Interviewee: Venkat Viswanathan
I think the big change that has happened is batteries have been getting better and better and impressively, since 1991 when Sony first introduced the lithium-ion battery, is slowly you’ve been moving upmarket. First, it was about the small handheld devices. Second, it was sort of the laptops. And then the same laptop-type batteries then started to power cars, and then I guess at the end of 2020 we’re starting to see larger vehicles like pickup trucks and so on. And we’re successively packing in more and more energy, purely by electric power and by batteries. We still have a long way to go to continue to electrify all planes, but slowly we’ll start again in the same way that we did with cars. We’ll do the same thing in aviation where we’ll do small planes, then bigger planes, and then the very large planes hopefully someday.
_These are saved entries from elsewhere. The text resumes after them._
PR #11631, opened 2026-03-31
[Workspace] Allow custom ID to be specified on workspace creation

nicklas-dohrn:
### Description

Adds an optional `id` field to the workspace creation flow — both via the API and the creation UI.

- **API**: `POST /api/workspaces` now accepts `attributes.id`. When provided, it is used as the workspace ID instead of the auto-generated 6-char base64url value. Must be a UUID or 6–20 alphanumeric/`_`/`-` characters. Returns an error if the ID is already taken.
- **UI**: A new optional "Workspace ID" field is shown on the creator form with a tooltip explaining the allowed formats. Validation mirrors the server-side rules.

### Resolved
https://github.com/opensearch-project/OpenSearch-Dashboards/issues/12626

## Screenshot of the UI
Screenshot 2026-06-29 at 17 37 01

## Related documentation:

- https://github.com/opensearch-project/documentation-website/pull/12713

## Testing the changes

- [x] Creates workspace with valid custom ID via UI and API
- [x] Creates workspace without custom ID (falls back to auto-generated)
- [x] Returns error when workspace with provided ID already exists
- [x] Returns 400 for invalid ID (too short, too long, invalid chars)

### Check List

- [x] All tests pass
  - [x] `yarn test:jest`


KarstenSchnitter:
Thanks for providing this PR. The rational is to allow provisioning of pre-defined workspaces with deterministic ids. This allows to create links to the workspace contents in external systems without scanning OpenSearch for the randomly generated workspace id.

src/plugins/workspace/server/routes/index.ts
```diff
@@ -102,6 +102,19 @@ const workspaceNameSchema = schema.string({
 });
 
 const createWorkspaceAttributesSchema = schema.object({
+  id: schema.maybe(
```
SuZhou-Joe, line 111: Thanks for the PR, but I'd recommend we using `PUT /api/workspaces/${workspaceId}` to better align with REST API pattern.

The API returns 201 Created for newly-created workspace while 200 / 409 for updating workspace.

nicklas-dohrn: I will rework this, to give the correct responses.

changelogs/fragments/11631.yml
Hailong-am, line 1: we don't this change log now. let's. remove this file

src/plugins/workspace/server/routes/index.ts
nicklas-dohrn: Should be good now.

nicklas-dohrn:
@SuZhou-Joe and @Hailong-am,
I would really appreciate another look here, Added both docs and UI changes if wanted,
all is tested and working.
If we only want to have the api change, that would be fine for me, just thought this would be nice as full integration.

ruanyl:
Hey @nicklas-dohrn, thanks for the PR, I rebased with `main` branch and resolved the conflicts. Also I update the code with the following changes:

1. Create the workspace before data-source associations. Prevents duplicate-ID races from associating data with the wrong workspace.
2. Treat association failures as partial success. The workspace remains successfully created, failed associations are returned by the API, and the success toast tells users they can add them later.
3. Centralize workspace ID validation. UI and server now share one rule: 6–36 letters, numbers, underscores, or hyphens.
4. More test coverage

Hailong-am:
## Code Review Findings

All findings are introduced by commit `faf60b3f` ("Report partial association failures").

---

### 🐛 Bug — Trace detection uses unfiltered data source list after partial association failure

**File:** `src/plugins/workspace/public/components/workspace_creator/workspace_creator.tsx` ~line 176

`dataSourceConnections` is built from the original `selectedDataSourceConnections` list, not filtered to only the successfully associated subset. As a result, `detectTraceData` / `createAutoDetectedDatasets` run inside the new workspace context for data sources that were never actually attached to it, creating broken/orphaned index patterns that silently fail when the user tries to use them.

**Fix:** before building `dataSourceConnections`, filter `selectedDataSourceConnections` to exclude any entry whose connection ID appears in `failedAssociations`.

---

### 🐛 Bug — Workspace survives with zero data sources when all associations fail

**File:** `src/plugins/workspace/server/workspace_client.ts` ~line 187

Switching to `Promise.allSettled` is the right call for partial failures, but there is no floor: if *every* requested association fails, the server still returns `success: true` with a workspace ID. The workspace is permanently created with no data sources and no automated cleanup path. The client shows a failure-count toast but has no way to delete or repair the stranded workspace.

**Fix:** consider returning an error (or deleting the newly created workspace) when `failedAssociations.length === total requested`, or surface a distinct error code so the client can offer a retry/cleanup path.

Interviewer: Benjamin Thompson
One of the issues you highlight that’s preventing current batteries being used to power planes is weight, and comparably aviation fuel gives a lot more power for the same amount of weight. What’s the disparity now between lithium-ion batteries and current aviation fuel?
Interviewee: Venkat Viswanathan
If you compare just on a fuel basis, it’s about 30-40 times more. But the electric drivetrain is much more efficient than the comparable gas turbine, and so overall it’s roughly 10 times more energy per weight, and so that’s the disparity. That’s the gap we’re trying to address. And I think what will happen is some of that gap might be addressed by reducing the amount of power needed, which is what we’ve seen in cars as well, where some of the electric cars are more aerodynamic than comparable internal combustion engine vehicles. But then a large portion of the gap has to be addressed by improving the battery technology.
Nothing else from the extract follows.